Проханов хорошо понимал: его личное благополучие зависит от того, каким авторитетом и уважением он будет пользоваться у прихожан. Далеко не глупые люди создали поговорку: «Каков поп, таков и приход». Трезво оценивая свое первое появление среди паствы, он понял: задуманное удалось на славу.

В тот же вечер он первый раз появился и среди избранных мира сего. Городской бургомистр Попов устроил банкет. Но прежде чем появиться на этом званом вечере, Проханов потребовал у Амфитеатрова список приглашенных.

Список высоких гостей был доставлен «его преосвященству» немедленно.

Гости вполне устраивали Проханова – почти одни немцы. Новый бургомистр наживал политический капитал в основном у завоевателей, а из земляков пригласил лишь Чаповского, Королькова и Амфитеатрова.

Проханов мало пил и больше приглядывался к гостям. Говорили в основном на немецком языке. Проханов довольно хорошо понимал язык завоевателей, но делал вид, что не знает ни одного слова. Выгоду этого своего поведения ом оценил уже давно.

В качестве переводчика пригласили сестру Амфитеатрова, разбитную тридцатишестнлетнюю даму, которая, не в пример брату, производила эффектное впечатление. Ростом Гильда была невысока и отлично сложена. Она прекрасно знала цену своей грациозной талии и широких бедер. Одета Гильда была в платье из какого-то необыкновенно красивого черного шуршащего материала, усыпанного блестками, как ночное небо звездами. Оно великолепно сочеталось с ее пепельными волосами.
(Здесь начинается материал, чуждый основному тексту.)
Issue #354, opened 2016-02-16
Add structured data (Schema, OGP, and so on)


davidbgk:
Search Engine Optimization & Social Integration Optimization

PR #372, opened 2016-03-03
Fix structured data (microdata) properties, refs #354

davidbgk:


udata/templates/dataset/display.html
```diff
@@ -52,11 +52,13 @@
 {% endblock %}
 
 {% block content %}
+<div itemscope="itemscope" itemtype="http://schema.org/Dataset" itemid="{{dataset.id}}">
```
noirbizarre: Why an extra div ?

davidbgk: We need to have all sections in it for complex relations (isPartOf, etc)

udata/templates/dataset/display.html
```diff
@@ -387,7 +389,9 @@ <h3 class="text-left">{{ _('Producer') }}</h3>
         <div class="row">
             <div class="col-sm-9 list-group resources-list smaller">
             {% for resource in dataset.community_resources %}
-                {% include theme('dataset/resource/list-item.html') %}
+                <div itemprop="hasPart">
```
noirbizarre: I think this break the markup defined on resource list item which is already using Dataset/distribution aka. DataDownload
https://github.com/etalab/udata/blob/master/udata/templates/dataset/resource/list-item.html

davidbgk: I tried with https://developers.google.com/structured-data/testing-tool/ and embedded concepts/properties looks to work as expected.

udata/templates/reuse/display.html
```diff
@@ -55,8 +55,13 @@
 {% endblock %}
 
 {% block content %}
+<div itemscope="itemscope" itemtype="http://schema.org/Dataset" itemid="{{ reuse.id }}">
```
noirbizarre: I don't think Dataset fits.
Maybe [CreativeWork](https://schema.org/CreativeWork) or one of its children, depending on the reuse type.

davidbgk: You're right.

udata/templates/dataset/display.html
noirbizarre: So it displays a Dataset/disbrutions[DataDownload] ? So I don't understand the point of hasPart

davidbgk: capture d ecran 2016-03-03 a 18 40 24

noirbizarre: OK, je tested, the real error is the resource item template missing the `itemprop="distribution"` here: https://github.com/etalab/udata/blob/master/udata/templates/dataset/resource/list-item.html#L3

This will probable conflict with `hasPart` but should provide a richier integration

davidbgk: And now I realize that references to example.com are inappropriate.

udata/templates/dataset/display.html
noirbizarre: OK. It does not break the style ?

udata/templates/dataset/display.html
noirbizarre: example.com, lol

Yes I know it validate but as you see, you only have the name with part.
With distributions (which is exactly the resource concept), you have:
screenshot-developers google com 2016-03-03 18-55-17

noirbizarre: Hum sorry, I didn't saw it was the Community Resources :/

udata/templates/dataset/display.html
```diff
@@ -327,9 +329,11 @@ <h3 class="text-left">{{ _('Producer') }}</h3>
                         </div>
 
                         {% for key, value in dataset.extras.items() %}
-                        <div itemprop="additionalProperty" itemscope itemtype="http://schema.org/PropertyValue">
-                            <meta itemprop="name" content="{{key}}"/>
-                            <meta itemprop="value" content="{{value.serialize()|to_json if value.serialize else value }}"/>
+                        <div itemscope itemtype="http://schema.org/PropertyValue">
+                            <div itemprop="additionalProperty">
```
noirbizarre: I think the `additionnalProperty` and its div are not needed anymore. We only want to have `name` and `value` defined on `PropertyValue`

noirbizarre:
I think `dataset/display.js` need an update too to follow naming change

udata/templates/dataset/display.html
davidbgk: So is that still relevant to consider it a distribution?

davidbgk:
I reverted the removal of `itemid` for the JS part and now it works :)

udata/templates/dataset/resource/list-item.html
```diff
@@ -1,6 +1,6 @@
 {% set resource_format = resource.format|trim|lower or 'data' %}
 <div id="resource-{{resource.id}}" class="list-group-item"
-    itemscope="itemscope" itemtype="http://schema.org/DataDownload"
+    itemscope itemtype="http://schema.org/DataDownload"
```
noirbizarre: needs `itemprop="distribution"` to be properly attached to the dataset

davidbgk: Done.

noirbizarre:
r+wc

PR #373, opened 2016-03-07
Reuse a unique fake StringIO file for CSV generation

davidbgk:


noirbizarre:
r+ if you're sure that `seek(0) + truncate(0)` is lighter/faster than a new StringIO instance.

davidbgk:
Actually, it's [not faster](http://stackoverflow.com/a/4330829), I'll update with an explicit `del` instead ;)

davidbgk:
I might be onto something, [with croquemort](https://github.com/davidbgk/croquemort/pull/7) it's definitely better to use the truncate/seek pattern otherwise the generator is hanging prior to streaming. Checking.

davidbgk:
The results are almost the same so I let the explicit `StringIO` creation but I added the `del` because I can't test that for sure.

PR #382, opened 2016-03-14
Deal with (geo)zones with the same postal code

davidbgk:


udata/features/territories/__init__.py
```diff
@@ -13,13 +13,13 @@ def check_for_territory(query):
...
     if len(query) == 5 and query.isdigit():
-        # First check INSEE code then postal code.
+        # First check INSEE code then the first postal code.
         try:
             return GeoZone.objects.get(code=query, level='fr/town')
         except GeoZone.DoesNotExist:
             try:
-                return GeoZone.objects.get(
-                    keys__postal__contains=query, level='fr/town')
+                return GeoZone.objects.filter(
```
noirbizarre: The `filter` is optionnal (I know you like the Django way ;))

To avoid long lines, you can factorize:
```python
qs = GeoZone.objects(level=fr/town)
try:
    return qs.get(code=query)
except GeoZone.DoesNotExist:
    try:
        return qs(keys__postal__contains=query).first()
    except:
        #...
```

noirbizarre:
r+wc

udata/features/territories/__init__.py
noirbizarre: or if you want to keep the filter:

```python
qs = GeoZone.objects.filter(level=fr/town)
try:
    return qs.get(code=query)
except GeoZone.DoesNotExist:
    try:
        return qs.filter(keys__postal__contains=query).first()
    except:
        #...
```

noirbizarre:
great ! r+ ;)

PR #387, opened 2016-03-16
From territories to towns, fix #386

### LINKED ISSUE #386: Improve territories after demo
* [x] deal with duplicates
* [ ] better wording
* [x]  fix typos
* [ ] ~~put data from existing towns on top~~ → next iteration
* [x] better order of datasets
* [x] add licenses and retro-actions(?) to/from wikipedia
* [x] more information within typeahead dropdown
* [x] change email address

davidbgk:


js/territory/typeahead.js
```diff
@@ -35,7 +36,7 @@ define([
         source: engine,
         display: 'name',
         templates: {
-            header: header({title: i18n._('Territory')}),
+            header: header({title: i18n._('Territories')}),
```
davidbgk: Towns?

udata/features/territories/__init__.py
```diff
@@ -14,38 +14,11 @@ def check_for_territory(query):
...
-                    # Warning: it means that we're dropping some territories
-                    # here, e.g.: 62760 vs. 62814 vs. 80756.
-                    geozones = qs(keys__postal__contains=query)
-                    geozones = geozones.order_by('-population', '-area')
-                    return geozones.first()
-            except GeoZone.DoesNotExist:
-                return False
+        # Match both INSEE and postal codes
+        qs = qs(db.Q(code=query) | db.Q(keys__postal__contains=query))
+        return qs.order_by('-population', '-area')
```
davidbgk: Useless?

udata/templates/search.html
```diff
@@ -52,11 +52,11 @@
             </a>
         </li>
     {% endif %}
-    {% if territory %}
+    {% if territories %}
         <li>
-            <a href="{{ url_for('territories.territory', territory=territory) }}">
-                {{ _('Territory:') }}
-                <span class="badge">{{ territory.name }}</span>
+            <a href="#territories" data-toggle="tab">
```
davidbgk: I think we should only have a tab when there are more than one result.

udata/core/search/views.py
```diff
@@ -37,5 +37,6 @@ def render_search():
         results_labels = ['datasets', 'reuses', 'organizations', 'users']
     results = search.multiquery(*search_queries)
     context = dict(zip(results_labels, results))
-    context['territory'] = check_for_territory(params.get('q'))
+    territories = check_for_territories(params.get('q'))
+    context['territories'] = territories.paginate(1, search.DEFAULT_PAGE_SIZE)
```
davidbgk: Doesn't work when territories are not activated.

js/territory/typeahead.js
```diff
@@ -9,6 +9,7 @@ define([
     'templates/search/suggestion.hbs',
     'i18n'
 ], function($, API, Bloodhound, header, suggestion, i18n) {
+    const MAX = 2;
```
davidbgk: Maybe extend to more than 2 (5?) given that there are more cases than I thought.

noirbizarre: 5 is way too much (we limit dataset to 3). So maybe 3 ?

udata/templates/search.html
noirbizarre: OK, I will mix the two solution: 1 result, the tab redirects to the territory page, 2 and more, we list results.

udata/templates/search.html
```diff
@@ -52,12 +52,20 @@
...
         </li>
     {% endif %}
-    {% if territory %}
+    {% if territories %}
         <li>
-            <a href="{{ url_for('territories.territory', territory=territory) }}">
-                {{ _('Territory:') }}
-                <span class="badge">{{ territory.name }}</span>
-            </a>
+            {% set total=territories.count() %}
```
davidbgk: Maybe we should extend that logic to other tabs?

PR #390, opened 2016-03-18
Fix datasetless communautary resources deletion

noirbizarre:
This PR:

- [x] add the purge command (avoiding to launch each purge job manually)
- [x] force admin modal display for communautary resources without dataset (has been deleted)


davidbgk:
r+

PR #392, opened 2016-03-18
Fix the harvester list on user and org admin pages

noirbizarre:
Ensure that the harvester listing does not fetch all harvesters on user and org admin page.


davidbgk:
r+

Правда, местных дам несколько шокировало откровенное декольте Гильды, зато мужчины были довольны туалетом очаровательной переводчицы.

Гильда в избранном обществе пользовалась завидным успехом. С ней танцевали, ей улыбались, возле нее был настоящий рой мужчин, что взбесило остальных дам. Когда Гильда стала отлучаться то с одним, то с другим кавалером в соседние комнаты, дамы обнародовали, разумеется, совершенно по секрету, весьма примечательную деталь биографии сестры заместителя бургомистра.

Гильда, не выдержав мытарств эмигрантской жизни, довольно долго находилась в публичном доме. В нее будто бы влюбился немецкий офицер и женился на ней, за что едва не распростился с офицерским званием. Некоторое время она жила во Франции, где находилось подразделение ее мужа. Потом его послали на восточный фронт. За мужем последовала и Гильда. Муж погиб в бою с партизанами Украины.

Гильда не уехала из России. Она хотела мстить. И мстила. Но в антрактах от службы, как это утверждалось довольно осведомленными дамами, она вернулась к своей бывшей профессии, что оказалось весьма доходным делом. У нее будто бы уже скопился круглый капиталец.

Проханов наблюдал за – этой смазливой разбитной женщиной, которая, кажется, находила особое удовольствие в том, чтобы бесить раскрашенных дам, открыто флиртуя с их мужьями. Он смотрел на нее и думал:

«Гильда царствует, а ведь труп уже… Любой капитал промотает и снова скажется в публичном доме. Правильно я сделал, когда отказался ехать за границу. Как мне ни плохо было, а все ж своя земля всегда милее. – И с торжеством, ликуя, сказал себе, будто грозя кому-то: – Дай срок – мы наведем свои порядки. Уж тогда поживем! И не Гильды будут утешать нас – настоящие красотки!»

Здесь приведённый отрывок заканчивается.